§ TASK BRIEF:
Below are the records; copy each line in them that holds the word "classes".

*** GIVEN RECORDS

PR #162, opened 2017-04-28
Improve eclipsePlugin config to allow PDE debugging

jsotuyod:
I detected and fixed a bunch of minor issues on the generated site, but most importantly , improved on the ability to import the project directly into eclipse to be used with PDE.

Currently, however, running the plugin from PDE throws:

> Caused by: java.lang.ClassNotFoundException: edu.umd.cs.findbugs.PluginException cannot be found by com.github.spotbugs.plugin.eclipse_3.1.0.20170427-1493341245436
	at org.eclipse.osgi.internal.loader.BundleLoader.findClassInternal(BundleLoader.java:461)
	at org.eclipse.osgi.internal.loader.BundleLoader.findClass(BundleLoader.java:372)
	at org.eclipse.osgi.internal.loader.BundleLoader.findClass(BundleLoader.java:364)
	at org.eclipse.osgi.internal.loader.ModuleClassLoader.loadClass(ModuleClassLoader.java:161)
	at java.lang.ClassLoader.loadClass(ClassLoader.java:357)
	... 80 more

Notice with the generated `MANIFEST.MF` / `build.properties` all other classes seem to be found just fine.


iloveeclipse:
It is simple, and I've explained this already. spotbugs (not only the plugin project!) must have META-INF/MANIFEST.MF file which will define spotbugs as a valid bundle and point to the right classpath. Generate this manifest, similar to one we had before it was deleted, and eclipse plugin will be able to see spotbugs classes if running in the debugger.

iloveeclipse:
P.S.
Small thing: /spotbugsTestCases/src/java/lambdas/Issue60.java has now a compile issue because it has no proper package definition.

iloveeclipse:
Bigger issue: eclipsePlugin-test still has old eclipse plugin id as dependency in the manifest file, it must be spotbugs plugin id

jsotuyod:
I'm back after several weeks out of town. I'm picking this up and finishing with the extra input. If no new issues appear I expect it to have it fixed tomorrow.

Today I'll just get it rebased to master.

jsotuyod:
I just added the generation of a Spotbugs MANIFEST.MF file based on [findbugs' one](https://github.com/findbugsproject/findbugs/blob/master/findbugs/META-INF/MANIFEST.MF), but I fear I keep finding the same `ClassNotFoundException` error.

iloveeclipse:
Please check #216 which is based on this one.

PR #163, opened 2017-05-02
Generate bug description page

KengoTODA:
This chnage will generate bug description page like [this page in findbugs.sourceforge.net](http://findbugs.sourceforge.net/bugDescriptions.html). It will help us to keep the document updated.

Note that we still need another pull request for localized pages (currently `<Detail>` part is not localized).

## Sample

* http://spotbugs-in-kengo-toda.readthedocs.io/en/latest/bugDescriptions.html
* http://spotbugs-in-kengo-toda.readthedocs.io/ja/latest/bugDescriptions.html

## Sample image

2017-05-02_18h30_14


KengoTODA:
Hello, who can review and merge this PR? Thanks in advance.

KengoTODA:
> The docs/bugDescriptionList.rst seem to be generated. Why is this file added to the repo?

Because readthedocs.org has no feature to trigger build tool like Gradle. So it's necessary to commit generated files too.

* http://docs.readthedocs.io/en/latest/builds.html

******

§ TASK OUTPUT:
Notice with the generated `MANIFEST.MF` / `build.properties` all other classes seem to be found just fine.
It is simple, and I've explained this already. spotbugs (not only the plugin project!) must have META-INF/MANIFEST.MF file which will define spotbugs as a valid bundle and point to the right classpath. Generate this manifest, similar to one we had before it was deleted, and eclipse plugin will be able to see spotbugs classes if running in the debugger.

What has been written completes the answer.